The research is clear: to improve health outcomes, meet climate goals and create more livable cities, reducing car use should be an urgent priority. Yet many governments in the United States and Europe continue to heavily subsidize car driving through a combination of incentives such as fossil fuel production subsidies, car travel tax rebates, and car incentives. of society that favor driving over other means of transportation. Essentially, these measures pay the polluters while imposing the social costs on society at large.

Ranked: 12 Ways to Reduce Car Use in Cities

A vintage car during a rally in Bologna. Photography: Fabio Frustaci/EPA

12. Applications for sustainable mobility

Mobile phone technology is, unsurprisingly, a growing aspect of strategies to reduce car use. The Italian city of Bologna, for example, has developed an application allowing individuals and teams of employees of participating companies to track their mobility. Participants competed to earn points for walking, cycling and using public transport, with local businesses offering these app users rewards for meeting point goals.

There is great interest in such gamification of sustainable mobility – and at first glance the data from the Bologna app looks striking. An impressive number (73%) of users said they used their car “less”. However, unlike other studies that measure the number or distance of car trips, it is not possible to calculate the reduction in distance traveled or emissions from this data, so the overall efficiency is not clear. (Skipping a short car trip and skipping a year of long car trips both count as “minus” driving.)

11. Personalized Travel Plans

Many cities have experimented with analytics and personal travel plans for individual residents, including Marseille, France, Munich, Germany, Maastricht, Netherlands, and San Sebastian, Spain. These programs – providing travel advice and planning for city dwellers to walk, cycle or use (sometimes discounted) public transport – have been shown to deliver reductions of 6-12%. However, since they encompass all residents of a city, as opposed to smaller populations of, for example, school or workplace commuters, these approaches can still play a valuable role in reducing overall the use of the car. (San Sebastian introduced academic and custom trip planning in parallel, which likely helped reduce car use more than either alone.)

10. Planning school trips

Two English cities – Brighton and Hove and Norwich – have used (and evaluated) the carrot-only school travel planning measure: providing travel advice, planning and events to pupils and parents to encourage them to walking, cycling or carpooling to school, along with the provision of improved cycling infrastructure in cities. Norwich found it was able to reduce the share of car use for school trips by 10.9%, using this approach, while Brighton’s analysis found the impact was d about half.

9. Carpooling

Perhaps surprisingly, car sharing turns out to be a somewhat conflicting measure to reduce car use in cities, according to our analysis. Such schemes, where members have access to easy rental of a nearby vehicle for a few hours, have shown promising results in Bremen, Germany, and Genoa, Italy, with each shared car replacing between 12 and 15 vehicles. private. Their approach included increasing the number of shared cars and stations and integrating them into residential areas, public transport and cycling infrastructure. However, other studies point to the risk that car sharing may, in fact, encourage previously carless residents to increase their car use.

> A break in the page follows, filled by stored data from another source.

PR #6475, opened 2025-09-11
[RFC] Conditional channel event intercepts

studzien:
## Summary

This PR introduces conditional intercepts to Phoenix Channels, allowing intercepts to be applied selectively based on socket-specific predicates rather than intercepting events for all subscribers.
It currently lacks documentation updates. When this or a similar approach is accepted, the documentation will be updated.

## Problem

Currently, Phoenix Channel intercepts are binary - either all subscribers on a topic get intercepted messages, or none do. This creates issues when you need to send different versions of the same event to different subsets of subscribers based on their connection state, permissions, or other socket-specific conditions.

## Solution

Extends the intercept macro to accept predicate functions alongside event names:
```elixir
  # Before: intercept all "event" messages for everyone
  intercept ["event"]

  # New: conditionally intercept based on socket state
  intercept ["event", {"conditional_event", &MyChannel.should_intercept?/1}]

  def should_intercept?(socket) do
    socket.assigns[:special_user]
  end
```

 ## Changes Made

- `Phoenix.Channel`: Modified intercept macro to accept `{event, predicate}` tuples alongside plain
  event names
- `Phoenix.Channel.Server`: Updated fastlane mechanism to evaluate predicates when deciding whether to
   intercept
- Tests: Added test coverage for conditional intercept behavior

### DIFF
--- a/lib/phoenix/channel.ex
+++ b/lib/phoenix/channel.ex
@@ -521,14 +521,18 @@ defmodule Phoenix.Channel do
   """
   defmacro intercept(events) do
     quote do
-      @phoenix_intercepts unquote(events)
+      @phoenix_intercepts Map.new(unquote(events),
+        fn {event, predicate} -> {event, predicate}
+           event -> {event, true}
+      end)
     end
   end
 
   @doc false
   def __on_definition__(env, :def, :handle_out, [event, _payload, _socket], _, _)
       when is_binary(event) do
-    unless event in Module.get_attribute(env.module, :phoenix_intercepts) do
+    intercepts = Module.get_attribute(env.module, :phoenix_intercepts)
+    unless event in Map.keys(intercepts) do
       IO.write(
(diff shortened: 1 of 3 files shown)


chrismccord:
I am 👎  on this because it copies the socket into the fastlane lookup, but that socket is _not_ the socket at the point of intercept, so it's usefulness for intercept logic is limited and has its own pitfalls that users won't immediately be aware of it (that the state is not the current socket state). Thanks!

studzien:
Thanks for taking a look. This makes sense.
Do you have some other mechanism in mind where it would be possible to customize the event payload for a subset of subscribers but use fastlane for everyone else?

chrismccord:
> Thanks for taking a look. This makes sense.
> Do you have some other mechanism in mind where it would be possible to customize the event payload for a subset of subscribers but use fastlane for everyone else?

separate broadcasts/topics, or intercept + push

8. Mobility services for universities

The Sicilian city of Catania used a carrot-only approach for its students. By offering them a free transit pass and providing shuttles to campus, the city has managed to reduce the share of students who drive to campus by 24%.

7. Plan university trips

University travel programs combine the carrot of promoting public transit and active travel with the stick of managing campus parking. The most successful example highlighted in our review was the University of Bristol, which reduced car use among its staff by 27% while providing them with improved cycling infrastructure and discounts on public transport.

6. Workplace Travel Planning

A major 2010 study assessed 20 UK cities and found that 18% of commuters switched from driving to another mode if their companies put in place travel strategies and guidance to encourage employees to end commutes. their journeys by car, including company shuttles, reductions for public transport. and improved cycling infrastructure, as well as reduced parking supply. In a different scheme, Norwich secured nearly identical fares by adopting a comprehensive plan but without the reductions for public transport. Interestingly, these carrot-and-stick efforts appear to have been more successful than Brighton and Hove’s approach of providing plans and infrastructure such as bicycle storage at the workplace, which has led to a 3% drop in car use.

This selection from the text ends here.